** Opening Material shown block **
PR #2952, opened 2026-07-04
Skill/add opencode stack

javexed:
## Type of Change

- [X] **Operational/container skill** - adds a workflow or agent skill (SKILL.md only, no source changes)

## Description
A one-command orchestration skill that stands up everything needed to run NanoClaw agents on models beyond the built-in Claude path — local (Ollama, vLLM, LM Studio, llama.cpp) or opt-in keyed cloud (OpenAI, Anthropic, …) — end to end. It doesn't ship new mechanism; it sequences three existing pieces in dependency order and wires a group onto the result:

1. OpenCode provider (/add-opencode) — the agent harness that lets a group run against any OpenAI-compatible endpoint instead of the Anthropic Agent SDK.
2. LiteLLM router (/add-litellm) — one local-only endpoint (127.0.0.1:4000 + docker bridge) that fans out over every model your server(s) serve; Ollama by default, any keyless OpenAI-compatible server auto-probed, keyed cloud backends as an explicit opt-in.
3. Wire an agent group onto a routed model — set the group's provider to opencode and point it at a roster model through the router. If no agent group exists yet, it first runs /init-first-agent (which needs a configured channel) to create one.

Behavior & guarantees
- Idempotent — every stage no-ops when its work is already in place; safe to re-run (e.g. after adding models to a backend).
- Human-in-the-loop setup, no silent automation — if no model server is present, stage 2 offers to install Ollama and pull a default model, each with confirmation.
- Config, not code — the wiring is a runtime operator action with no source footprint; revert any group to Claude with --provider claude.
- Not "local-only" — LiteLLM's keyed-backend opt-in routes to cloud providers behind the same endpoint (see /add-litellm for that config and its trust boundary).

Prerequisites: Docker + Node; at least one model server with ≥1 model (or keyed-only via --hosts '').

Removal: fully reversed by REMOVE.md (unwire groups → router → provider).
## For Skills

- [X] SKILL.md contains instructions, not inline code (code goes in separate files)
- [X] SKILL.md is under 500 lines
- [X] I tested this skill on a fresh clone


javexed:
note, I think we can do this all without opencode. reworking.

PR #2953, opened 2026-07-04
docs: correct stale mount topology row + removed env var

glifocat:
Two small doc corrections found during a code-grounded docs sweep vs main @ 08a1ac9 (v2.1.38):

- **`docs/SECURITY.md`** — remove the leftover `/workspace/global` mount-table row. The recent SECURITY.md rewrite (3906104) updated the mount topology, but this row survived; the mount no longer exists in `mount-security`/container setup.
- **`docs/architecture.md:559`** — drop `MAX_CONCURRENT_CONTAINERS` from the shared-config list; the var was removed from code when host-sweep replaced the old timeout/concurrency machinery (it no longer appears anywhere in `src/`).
** Closing Material shown block **
§ **Task brief**
Your task is to retype the entries verbatim, starting with the line that holds "## Type of Change" and stopping after the line that holds "## Description".

§ **Response**
## Type of Change

- [X] **Operational/container skill** - adds a workflow or agent skill (SKILL.md only, no source changes)

## Description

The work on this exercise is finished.